→ **TASK TO COMPLETE**:
Extract every line below that contains the word "blank".

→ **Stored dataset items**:
◆ ◆ ◆ ◆
PR #1176, opened 2023-12-14
EL-1305: Conditional reveals on outgoings pages

patrick-laa:
[Jira ticket](https://dsdmoj.atlassian.net/browse/EL-1304)

## What changed and why

Add conditional reveal pattern to outgoings pages

## Guidance to review

To make some CFE logic reusable, I changed the other_income boolean names to end with "_relevant" rather than "_received", because for outgoings the money is _paid_ rather than received, so I thought it would make more sense for the attributes in both case to indicate whether the value field is relevant to the check.

Also I found a couple of old housing costs partials that are orphaned, because there is no dedicated housing costs page any more, so I deleted them.

## Checklist


app/services/cfe_param_builders/regular_transactions.rb
```diff
@@ -48,8 +48,8 @@ def self.build_payments(cfe_translations, form, operation)
     end
 
     def self.value(form, local_name)
-      if FeatureFlags.enabled?(:conditional_reveals, form.check.session_data) && form.is_a?(OtherIncomeForm)
-        form.send("#{local_name}_conditional_value") if form.send("#{local_name}_received")
+      if FeatureFlags.enabled?(:conditional_reveals, form.check.session_data)
```
MazOneTwoOne, line 51: question - Should we use a ternary operator to send `0`, as previously user's had to enter `0` for all the values? I guess it's not breaking at the moment when sending to CFE.

app/views/question_flow/forms/_outgoings.html.slim
```diff
@@ -1,28 +1,51 @@
...
-            field: :"#{type}_value",
-            width: 10,
-            label_text: t("question_flow.#{i18n_key}.enter_amount"),
-            set_aria: true
-    = form.govuk_collection_radio_buttons :"#{type}_frequency",
-                                          @form.frequencies,
-                                          :first,
-                                          :last,
-                                          legend: -> { tag.p(t("question_flow.#{i18n_key}.enter_frequency")) }
+    - if FeatureFlags.enabled?(:conditional_reveals, @check.session_data)
```
MazOneTwoOne, line 12: question - why not use the `conditionals` variable you created?

app/views/question_flow/forms/_outgoings.html.slim
```diff
@@ -1,28 +1,51 @@
 - partner ||= false
+- conditionals = FeatureFlags.enabled?(:conditional_reveals, @check.session_data)
```
MazOneTwoOne, line 2: comment - maybe re-name to `conditionals_reveal_flag`

MazOneTwoOne (approved):
Just some small things and bits I was confused with.

config/locales/en.yml
```diff
@@ -370,8 +384,6 @@ en:
               blank: Enter payments towards legal aid in a criminal case, if this does not apply enter 0
               not_a_number: Payments towards legal aid in a criminal case must be a number, if this does not apply enter 0
               greater_than_or_equal_to: Payments towards legal aid in a criminal case  must be 0 or more
-            housing_payments_frequency:
-              blank: Select frequency of housing payments
             childcare_payments_frequency:
               blank: Select frequency of childcare payments
```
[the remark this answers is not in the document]
patrick-laa: Yeah so I didn't really want to touch the frequency field. The only way of having different error messages depending on whether the feature flag is turned on or off (without rewriting our own system for mapping error messages to validations) is to have the field named differently if the flag is on, but it's a right pain to have to accommodate 2 different field names - I did it for "value" and "conditional_value" but I wasn't keen to do it again. I was hoping I could get away, for the purposes of the accessibility audit, of leaving the error messages for frequency untouched, but I'll ask Kate to confirm whether that's OK.

app/services/cfe_param_builders/regular_transactions.rb
patrick-laa: This class is already filtering out zeroes (see above `.select { |_cfe_name, local_name| value(form, local_name).to_i.positive? }`, so it makes no ends if we return nil or 0 here - it'll be filtered out regardless.

app/views/question_flow/forms/_outgoings.html.slim
patrick-laa: Good idea

app/views/question_flow/forms/_outgoings.html.slim
patrick-laa: Because I'm a muppet. Will fix.

app/services/cfe_param_builders/regular_transactions.rb
MazOneTwoOne: Oh yeah, that makes sense. I didn't scroll up.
◆ ◆ ◆ ◆
→ **TASK OUTPUT**:
               blank: Enter payments towards legal aid in a criminal case, if this does not apply enter 0
-              blank: Select frequency of housing payments
               blank: Select frequency of childcare payments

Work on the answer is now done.